-- The data follows --

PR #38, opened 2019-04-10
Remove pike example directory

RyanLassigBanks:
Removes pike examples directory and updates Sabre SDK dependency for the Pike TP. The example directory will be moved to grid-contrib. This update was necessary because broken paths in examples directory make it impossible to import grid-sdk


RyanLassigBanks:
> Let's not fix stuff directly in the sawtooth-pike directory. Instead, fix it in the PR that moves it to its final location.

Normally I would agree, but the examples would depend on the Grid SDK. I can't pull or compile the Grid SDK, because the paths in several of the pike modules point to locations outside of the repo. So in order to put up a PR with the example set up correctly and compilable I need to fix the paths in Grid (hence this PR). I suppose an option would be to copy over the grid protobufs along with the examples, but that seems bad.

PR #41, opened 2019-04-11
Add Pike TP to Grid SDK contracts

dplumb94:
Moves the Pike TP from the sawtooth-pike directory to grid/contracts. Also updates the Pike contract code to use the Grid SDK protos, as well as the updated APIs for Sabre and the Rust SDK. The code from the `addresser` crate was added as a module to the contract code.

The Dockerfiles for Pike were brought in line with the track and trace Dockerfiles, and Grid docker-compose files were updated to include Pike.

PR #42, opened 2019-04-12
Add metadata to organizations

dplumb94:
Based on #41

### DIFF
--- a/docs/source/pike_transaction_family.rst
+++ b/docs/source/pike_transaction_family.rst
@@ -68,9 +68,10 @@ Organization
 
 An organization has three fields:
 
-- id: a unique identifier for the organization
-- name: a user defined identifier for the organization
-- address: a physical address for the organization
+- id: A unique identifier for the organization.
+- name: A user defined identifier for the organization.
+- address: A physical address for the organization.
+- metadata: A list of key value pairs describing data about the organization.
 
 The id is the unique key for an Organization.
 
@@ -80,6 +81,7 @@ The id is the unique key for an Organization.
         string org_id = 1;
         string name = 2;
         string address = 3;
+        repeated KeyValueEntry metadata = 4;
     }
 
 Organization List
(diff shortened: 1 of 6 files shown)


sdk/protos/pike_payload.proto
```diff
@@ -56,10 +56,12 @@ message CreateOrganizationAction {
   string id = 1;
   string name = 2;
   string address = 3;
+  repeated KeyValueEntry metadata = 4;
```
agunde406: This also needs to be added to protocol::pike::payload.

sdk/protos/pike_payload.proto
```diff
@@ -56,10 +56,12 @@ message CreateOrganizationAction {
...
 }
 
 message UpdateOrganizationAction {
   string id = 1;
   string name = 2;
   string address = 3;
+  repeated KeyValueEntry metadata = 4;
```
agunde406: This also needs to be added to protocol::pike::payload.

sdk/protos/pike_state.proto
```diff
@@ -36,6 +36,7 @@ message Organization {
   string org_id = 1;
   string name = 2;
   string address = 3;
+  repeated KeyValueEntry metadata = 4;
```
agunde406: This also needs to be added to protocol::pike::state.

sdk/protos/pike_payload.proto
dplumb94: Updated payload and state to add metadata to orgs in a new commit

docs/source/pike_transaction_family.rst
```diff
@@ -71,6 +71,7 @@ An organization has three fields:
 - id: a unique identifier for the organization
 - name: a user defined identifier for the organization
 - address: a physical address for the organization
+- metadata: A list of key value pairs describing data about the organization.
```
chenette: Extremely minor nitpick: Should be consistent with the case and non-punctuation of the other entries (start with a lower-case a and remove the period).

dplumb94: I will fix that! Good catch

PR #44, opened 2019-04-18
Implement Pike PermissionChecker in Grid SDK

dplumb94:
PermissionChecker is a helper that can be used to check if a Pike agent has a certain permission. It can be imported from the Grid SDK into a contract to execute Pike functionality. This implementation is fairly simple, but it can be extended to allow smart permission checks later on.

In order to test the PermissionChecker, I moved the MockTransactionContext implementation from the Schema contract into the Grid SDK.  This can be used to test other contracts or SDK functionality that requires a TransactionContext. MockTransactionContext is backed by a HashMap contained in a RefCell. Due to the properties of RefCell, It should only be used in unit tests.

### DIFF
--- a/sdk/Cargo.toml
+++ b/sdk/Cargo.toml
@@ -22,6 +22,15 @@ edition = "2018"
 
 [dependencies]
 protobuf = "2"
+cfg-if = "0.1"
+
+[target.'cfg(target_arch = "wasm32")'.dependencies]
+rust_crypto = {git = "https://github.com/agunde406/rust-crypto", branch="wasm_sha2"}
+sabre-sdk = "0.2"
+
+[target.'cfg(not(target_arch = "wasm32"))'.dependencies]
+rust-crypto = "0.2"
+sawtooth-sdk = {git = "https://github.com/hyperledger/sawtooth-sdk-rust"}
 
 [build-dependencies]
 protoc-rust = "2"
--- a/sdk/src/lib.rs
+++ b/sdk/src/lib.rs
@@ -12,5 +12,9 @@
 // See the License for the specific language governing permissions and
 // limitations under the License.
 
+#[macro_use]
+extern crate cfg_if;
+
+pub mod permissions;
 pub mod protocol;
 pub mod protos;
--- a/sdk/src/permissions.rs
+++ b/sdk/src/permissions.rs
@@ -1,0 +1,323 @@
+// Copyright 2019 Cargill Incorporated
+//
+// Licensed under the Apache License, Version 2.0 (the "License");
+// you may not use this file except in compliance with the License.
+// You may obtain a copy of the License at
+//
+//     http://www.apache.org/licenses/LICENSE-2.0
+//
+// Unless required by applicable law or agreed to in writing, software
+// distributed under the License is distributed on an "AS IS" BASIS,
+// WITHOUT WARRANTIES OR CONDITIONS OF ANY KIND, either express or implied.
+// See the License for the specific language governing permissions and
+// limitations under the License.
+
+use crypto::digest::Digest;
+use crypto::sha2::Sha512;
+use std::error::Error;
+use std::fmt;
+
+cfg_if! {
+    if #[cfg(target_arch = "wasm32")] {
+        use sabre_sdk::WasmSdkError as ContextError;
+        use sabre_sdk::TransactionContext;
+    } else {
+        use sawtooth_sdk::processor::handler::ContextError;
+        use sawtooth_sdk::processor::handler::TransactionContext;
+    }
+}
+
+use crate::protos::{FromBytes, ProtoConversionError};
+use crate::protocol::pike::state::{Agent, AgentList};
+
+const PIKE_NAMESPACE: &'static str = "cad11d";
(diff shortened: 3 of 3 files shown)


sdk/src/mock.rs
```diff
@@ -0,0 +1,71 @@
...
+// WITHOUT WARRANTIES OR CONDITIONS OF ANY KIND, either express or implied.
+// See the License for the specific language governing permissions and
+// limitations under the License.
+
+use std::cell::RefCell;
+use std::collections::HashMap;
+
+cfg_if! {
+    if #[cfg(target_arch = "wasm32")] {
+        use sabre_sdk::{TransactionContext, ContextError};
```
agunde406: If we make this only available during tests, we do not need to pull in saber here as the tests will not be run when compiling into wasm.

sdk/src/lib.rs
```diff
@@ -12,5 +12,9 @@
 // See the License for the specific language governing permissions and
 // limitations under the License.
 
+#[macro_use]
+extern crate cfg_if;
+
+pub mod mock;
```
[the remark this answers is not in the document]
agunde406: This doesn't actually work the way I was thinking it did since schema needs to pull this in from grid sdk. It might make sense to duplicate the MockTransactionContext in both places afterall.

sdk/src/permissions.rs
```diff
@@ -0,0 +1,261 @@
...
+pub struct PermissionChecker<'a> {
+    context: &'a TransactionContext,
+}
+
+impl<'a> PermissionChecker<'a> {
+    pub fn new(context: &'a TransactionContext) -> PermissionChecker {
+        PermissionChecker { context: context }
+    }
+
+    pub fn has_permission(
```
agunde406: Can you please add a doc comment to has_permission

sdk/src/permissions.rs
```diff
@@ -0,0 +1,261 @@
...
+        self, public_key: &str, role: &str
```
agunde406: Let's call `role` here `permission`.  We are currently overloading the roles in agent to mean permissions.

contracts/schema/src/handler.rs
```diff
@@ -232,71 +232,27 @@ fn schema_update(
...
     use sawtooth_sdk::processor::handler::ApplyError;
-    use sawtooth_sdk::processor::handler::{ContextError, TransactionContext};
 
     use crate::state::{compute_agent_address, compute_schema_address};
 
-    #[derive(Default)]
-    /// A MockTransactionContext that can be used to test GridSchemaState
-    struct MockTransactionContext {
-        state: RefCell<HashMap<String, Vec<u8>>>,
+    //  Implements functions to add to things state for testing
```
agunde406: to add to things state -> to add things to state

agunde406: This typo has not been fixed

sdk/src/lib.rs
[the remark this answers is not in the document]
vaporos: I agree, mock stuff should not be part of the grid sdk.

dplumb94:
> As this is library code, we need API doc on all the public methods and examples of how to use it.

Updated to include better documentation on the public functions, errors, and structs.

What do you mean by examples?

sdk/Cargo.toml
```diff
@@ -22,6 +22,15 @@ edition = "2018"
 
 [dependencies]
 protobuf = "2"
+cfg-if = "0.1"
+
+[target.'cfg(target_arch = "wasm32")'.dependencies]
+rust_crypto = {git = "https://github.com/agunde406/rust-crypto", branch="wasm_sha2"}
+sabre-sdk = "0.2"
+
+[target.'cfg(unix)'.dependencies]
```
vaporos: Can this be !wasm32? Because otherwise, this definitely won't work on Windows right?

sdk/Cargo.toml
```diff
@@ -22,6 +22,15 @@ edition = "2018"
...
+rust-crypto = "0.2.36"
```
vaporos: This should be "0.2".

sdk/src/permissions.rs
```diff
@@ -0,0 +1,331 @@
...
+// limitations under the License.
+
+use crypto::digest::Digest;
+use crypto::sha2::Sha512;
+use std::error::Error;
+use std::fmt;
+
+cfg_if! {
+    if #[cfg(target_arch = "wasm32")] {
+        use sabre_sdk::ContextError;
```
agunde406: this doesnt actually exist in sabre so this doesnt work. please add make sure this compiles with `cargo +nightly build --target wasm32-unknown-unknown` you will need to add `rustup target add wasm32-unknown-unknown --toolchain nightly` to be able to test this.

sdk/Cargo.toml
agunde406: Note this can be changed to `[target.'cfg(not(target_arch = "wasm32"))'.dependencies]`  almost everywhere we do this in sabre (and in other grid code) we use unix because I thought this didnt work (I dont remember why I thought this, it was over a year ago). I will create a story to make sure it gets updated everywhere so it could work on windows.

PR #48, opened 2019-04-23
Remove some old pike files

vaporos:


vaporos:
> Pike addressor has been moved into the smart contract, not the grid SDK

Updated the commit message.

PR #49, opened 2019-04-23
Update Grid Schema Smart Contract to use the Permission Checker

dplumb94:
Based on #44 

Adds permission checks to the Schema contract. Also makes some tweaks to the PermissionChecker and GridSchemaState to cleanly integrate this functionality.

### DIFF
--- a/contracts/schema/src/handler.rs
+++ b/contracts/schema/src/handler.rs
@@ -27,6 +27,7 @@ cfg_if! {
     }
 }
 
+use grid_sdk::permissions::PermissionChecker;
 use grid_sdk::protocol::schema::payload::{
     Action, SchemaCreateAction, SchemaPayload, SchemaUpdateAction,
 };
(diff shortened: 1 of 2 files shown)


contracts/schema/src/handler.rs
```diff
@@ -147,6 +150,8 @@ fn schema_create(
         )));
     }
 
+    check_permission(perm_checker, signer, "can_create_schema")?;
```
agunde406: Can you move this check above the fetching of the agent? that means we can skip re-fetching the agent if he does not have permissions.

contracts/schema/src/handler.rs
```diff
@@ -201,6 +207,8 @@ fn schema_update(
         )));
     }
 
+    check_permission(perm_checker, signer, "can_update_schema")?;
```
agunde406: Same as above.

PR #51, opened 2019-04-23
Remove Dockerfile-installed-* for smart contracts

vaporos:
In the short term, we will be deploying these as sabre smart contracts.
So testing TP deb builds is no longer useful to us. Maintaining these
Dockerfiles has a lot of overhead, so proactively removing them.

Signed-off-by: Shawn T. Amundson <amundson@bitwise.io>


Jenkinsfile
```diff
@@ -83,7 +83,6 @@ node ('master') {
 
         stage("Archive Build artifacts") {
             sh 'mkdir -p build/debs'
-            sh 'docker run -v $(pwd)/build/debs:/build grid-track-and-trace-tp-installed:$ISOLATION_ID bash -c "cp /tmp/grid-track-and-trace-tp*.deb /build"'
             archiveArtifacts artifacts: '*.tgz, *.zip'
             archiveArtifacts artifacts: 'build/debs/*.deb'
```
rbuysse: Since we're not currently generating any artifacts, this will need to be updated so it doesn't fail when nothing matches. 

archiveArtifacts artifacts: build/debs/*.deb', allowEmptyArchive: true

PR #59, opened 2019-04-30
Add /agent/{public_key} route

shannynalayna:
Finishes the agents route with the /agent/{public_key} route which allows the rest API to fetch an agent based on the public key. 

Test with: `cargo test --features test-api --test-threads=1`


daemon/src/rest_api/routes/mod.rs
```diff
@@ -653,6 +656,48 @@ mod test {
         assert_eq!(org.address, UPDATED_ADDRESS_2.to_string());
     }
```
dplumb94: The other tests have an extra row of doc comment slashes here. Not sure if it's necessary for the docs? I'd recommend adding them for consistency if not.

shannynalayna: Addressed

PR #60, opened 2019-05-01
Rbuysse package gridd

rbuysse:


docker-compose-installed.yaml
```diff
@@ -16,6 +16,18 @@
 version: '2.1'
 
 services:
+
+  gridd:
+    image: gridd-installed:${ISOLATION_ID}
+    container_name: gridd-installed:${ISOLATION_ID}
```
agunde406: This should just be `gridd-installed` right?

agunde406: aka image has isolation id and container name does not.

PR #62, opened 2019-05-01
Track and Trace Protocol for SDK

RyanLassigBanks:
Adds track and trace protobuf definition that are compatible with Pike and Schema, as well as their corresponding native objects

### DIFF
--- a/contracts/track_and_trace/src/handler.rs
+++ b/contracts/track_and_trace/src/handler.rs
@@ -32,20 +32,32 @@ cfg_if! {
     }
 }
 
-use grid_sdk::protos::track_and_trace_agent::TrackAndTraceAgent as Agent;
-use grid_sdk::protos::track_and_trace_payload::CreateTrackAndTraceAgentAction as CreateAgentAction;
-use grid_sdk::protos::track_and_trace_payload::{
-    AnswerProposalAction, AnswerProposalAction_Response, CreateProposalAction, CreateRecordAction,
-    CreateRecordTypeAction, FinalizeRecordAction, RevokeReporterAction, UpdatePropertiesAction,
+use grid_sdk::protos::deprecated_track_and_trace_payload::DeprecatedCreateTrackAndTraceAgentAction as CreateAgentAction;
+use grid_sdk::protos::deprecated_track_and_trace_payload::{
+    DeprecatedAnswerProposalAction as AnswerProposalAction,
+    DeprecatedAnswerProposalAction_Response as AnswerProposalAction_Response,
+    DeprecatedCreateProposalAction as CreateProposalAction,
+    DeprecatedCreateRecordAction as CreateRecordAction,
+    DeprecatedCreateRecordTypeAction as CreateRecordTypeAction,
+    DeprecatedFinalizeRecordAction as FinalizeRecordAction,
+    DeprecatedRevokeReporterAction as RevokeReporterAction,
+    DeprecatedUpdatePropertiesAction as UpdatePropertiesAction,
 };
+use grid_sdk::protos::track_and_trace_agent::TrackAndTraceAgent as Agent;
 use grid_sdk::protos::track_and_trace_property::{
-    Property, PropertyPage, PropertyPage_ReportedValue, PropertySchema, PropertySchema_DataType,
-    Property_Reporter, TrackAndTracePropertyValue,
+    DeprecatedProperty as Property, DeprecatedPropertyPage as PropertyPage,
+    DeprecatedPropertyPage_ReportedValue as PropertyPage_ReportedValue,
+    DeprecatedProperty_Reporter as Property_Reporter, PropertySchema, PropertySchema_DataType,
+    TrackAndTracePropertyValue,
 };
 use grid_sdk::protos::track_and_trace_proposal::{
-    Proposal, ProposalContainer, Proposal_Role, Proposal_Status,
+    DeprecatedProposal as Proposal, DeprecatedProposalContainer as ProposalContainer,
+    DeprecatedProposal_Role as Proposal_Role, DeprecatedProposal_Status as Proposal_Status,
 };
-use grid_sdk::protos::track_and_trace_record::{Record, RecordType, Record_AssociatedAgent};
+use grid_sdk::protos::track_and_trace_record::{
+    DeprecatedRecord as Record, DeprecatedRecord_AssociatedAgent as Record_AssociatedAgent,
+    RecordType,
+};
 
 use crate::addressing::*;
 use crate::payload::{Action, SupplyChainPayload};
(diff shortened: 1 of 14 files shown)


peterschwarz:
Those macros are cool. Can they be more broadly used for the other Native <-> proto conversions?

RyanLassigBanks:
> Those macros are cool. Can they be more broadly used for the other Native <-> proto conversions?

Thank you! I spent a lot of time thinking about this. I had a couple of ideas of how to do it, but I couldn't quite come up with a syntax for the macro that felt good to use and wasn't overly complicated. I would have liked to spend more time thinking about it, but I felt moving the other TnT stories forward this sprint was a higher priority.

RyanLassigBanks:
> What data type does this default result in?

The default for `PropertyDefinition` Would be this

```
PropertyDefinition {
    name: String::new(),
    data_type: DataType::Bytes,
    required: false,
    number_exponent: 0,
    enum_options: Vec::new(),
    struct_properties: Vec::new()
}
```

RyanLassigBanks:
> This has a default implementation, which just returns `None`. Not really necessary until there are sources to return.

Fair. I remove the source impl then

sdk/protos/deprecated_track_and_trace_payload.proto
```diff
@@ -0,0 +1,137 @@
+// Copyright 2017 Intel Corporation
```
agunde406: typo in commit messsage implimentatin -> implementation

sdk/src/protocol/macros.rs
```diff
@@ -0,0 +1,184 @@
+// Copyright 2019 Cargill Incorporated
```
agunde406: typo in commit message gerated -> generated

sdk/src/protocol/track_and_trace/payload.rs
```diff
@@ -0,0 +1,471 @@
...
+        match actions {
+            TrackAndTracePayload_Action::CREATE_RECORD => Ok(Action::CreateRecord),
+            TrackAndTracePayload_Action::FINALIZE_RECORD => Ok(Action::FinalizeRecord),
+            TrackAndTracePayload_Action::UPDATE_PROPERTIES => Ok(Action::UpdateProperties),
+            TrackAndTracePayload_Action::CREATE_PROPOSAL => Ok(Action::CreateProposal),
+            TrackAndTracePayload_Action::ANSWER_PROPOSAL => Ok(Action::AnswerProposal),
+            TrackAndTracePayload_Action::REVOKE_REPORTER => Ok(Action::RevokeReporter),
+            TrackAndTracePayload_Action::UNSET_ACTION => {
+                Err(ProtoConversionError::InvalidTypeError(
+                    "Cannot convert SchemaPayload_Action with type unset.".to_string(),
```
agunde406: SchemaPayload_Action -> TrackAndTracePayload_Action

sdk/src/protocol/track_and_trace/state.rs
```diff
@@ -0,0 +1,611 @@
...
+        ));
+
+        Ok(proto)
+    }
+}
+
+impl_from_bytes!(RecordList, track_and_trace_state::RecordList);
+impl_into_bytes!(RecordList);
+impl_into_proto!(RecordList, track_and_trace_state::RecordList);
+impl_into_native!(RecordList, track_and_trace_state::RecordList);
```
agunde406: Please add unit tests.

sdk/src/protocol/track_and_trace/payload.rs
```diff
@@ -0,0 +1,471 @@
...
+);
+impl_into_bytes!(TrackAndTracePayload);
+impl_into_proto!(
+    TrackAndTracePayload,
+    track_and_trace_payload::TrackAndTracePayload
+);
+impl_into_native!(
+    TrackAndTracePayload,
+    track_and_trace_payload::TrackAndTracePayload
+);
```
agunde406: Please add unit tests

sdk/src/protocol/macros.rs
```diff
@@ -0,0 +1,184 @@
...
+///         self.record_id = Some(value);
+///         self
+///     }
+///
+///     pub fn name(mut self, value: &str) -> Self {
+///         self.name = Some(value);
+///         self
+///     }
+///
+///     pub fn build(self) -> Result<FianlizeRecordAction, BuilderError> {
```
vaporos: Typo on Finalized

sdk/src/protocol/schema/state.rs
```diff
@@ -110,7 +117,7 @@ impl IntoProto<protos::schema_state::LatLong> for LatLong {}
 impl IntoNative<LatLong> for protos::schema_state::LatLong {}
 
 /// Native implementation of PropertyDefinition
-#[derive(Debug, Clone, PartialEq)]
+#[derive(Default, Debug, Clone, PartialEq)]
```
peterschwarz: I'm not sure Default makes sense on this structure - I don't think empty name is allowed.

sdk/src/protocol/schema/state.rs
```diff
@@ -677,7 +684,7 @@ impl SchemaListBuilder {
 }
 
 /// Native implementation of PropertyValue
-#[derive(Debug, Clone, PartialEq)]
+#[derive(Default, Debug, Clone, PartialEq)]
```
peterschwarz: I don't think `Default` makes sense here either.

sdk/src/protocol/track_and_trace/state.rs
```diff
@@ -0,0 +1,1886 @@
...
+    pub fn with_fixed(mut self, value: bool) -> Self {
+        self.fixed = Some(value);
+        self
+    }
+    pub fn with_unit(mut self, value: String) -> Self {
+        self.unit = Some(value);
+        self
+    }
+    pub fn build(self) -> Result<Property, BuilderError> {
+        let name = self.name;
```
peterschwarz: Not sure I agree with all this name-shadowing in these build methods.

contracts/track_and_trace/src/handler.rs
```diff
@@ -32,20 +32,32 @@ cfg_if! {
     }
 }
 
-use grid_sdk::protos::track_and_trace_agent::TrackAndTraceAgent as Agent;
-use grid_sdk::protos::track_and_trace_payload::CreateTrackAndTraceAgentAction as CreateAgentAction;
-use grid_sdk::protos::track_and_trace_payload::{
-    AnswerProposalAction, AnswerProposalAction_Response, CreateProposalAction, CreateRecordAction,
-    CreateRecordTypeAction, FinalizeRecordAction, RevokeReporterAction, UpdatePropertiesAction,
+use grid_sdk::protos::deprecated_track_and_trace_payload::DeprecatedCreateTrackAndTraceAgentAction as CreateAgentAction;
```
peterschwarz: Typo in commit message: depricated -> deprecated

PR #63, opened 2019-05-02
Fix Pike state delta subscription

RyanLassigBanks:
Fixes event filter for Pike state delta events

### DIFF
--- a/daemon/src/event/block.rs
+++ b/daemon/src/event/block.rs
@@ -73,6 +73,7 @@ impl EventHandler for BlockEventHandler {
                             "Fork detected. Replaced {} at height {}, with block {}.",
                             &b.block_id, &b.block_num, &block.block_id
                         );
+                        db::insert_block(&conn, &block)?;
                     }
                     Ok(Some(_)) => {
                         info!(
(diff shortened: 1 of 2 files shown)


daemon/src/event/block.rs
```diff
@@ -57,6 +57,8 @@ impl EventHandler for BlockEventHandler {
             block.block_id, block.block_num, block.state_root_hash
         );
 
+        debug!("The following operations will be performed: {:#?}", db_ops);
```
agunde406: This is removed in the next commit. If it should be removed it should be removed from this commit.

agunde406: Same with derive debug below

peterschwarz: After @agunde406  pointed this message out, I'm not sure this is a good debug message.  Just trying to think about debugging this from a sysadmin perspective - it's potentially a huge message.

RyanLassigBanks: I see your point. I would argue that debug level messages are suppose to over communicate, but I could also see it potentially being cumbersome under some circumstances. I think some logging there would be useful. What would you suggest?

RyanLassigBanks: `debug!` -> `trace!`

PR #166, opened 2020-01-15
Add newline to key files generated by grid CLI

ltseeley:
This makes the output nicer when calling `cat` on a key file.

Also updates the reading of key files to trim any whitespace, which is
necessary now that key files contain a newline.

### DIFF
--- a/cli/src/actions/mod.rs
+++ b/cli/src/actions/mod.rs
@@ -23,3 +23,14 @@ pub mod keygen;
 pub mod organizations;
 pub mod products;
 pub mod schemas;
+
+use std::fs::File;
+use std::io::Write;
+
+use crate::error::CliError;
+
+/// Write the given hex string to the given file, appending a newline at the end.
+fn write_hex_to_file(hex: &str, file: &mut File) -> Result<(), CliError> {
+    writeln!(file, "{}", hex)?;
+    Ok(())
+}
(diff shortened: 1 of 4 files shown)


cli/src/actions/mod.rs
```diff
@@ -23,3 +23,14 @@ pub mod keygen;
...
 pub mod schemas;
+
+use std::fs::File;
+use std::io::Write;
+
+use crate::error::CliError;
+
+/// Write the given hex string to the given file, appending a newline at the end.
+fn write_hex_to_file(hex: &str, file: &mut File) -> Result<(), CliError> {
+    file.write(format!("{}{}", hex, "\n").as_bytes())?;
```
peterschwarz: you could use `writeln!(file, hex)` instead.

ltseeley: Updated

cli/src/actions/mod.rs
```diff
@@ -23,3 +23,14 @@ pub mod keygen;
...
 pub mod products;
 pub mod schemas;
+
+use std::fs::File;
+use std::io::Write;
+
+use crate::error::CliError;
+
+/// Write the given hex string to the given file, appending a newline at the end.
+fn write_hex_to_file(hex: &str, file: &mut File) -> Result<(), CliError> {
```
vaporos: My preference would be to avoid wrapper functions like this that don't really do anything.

-- The data concluded --

Aim of the exercise -
All that is wanted is an exact copy of the lines above from the one with "Add metadata to organizations" through the one with "-- id: a unique", with both ends included.

Solution -
Add metadata to organizations

dplumb94:
Based on #41

### DIFF
--- a/docs/source/pike_transaction_family.rst
+++ b/docs/source/pike_transaction_family.rst
@@ -68,9 +68,10 @@ Organization
 
 An organization has three fields:
 
-- id: a unique identifier for the organization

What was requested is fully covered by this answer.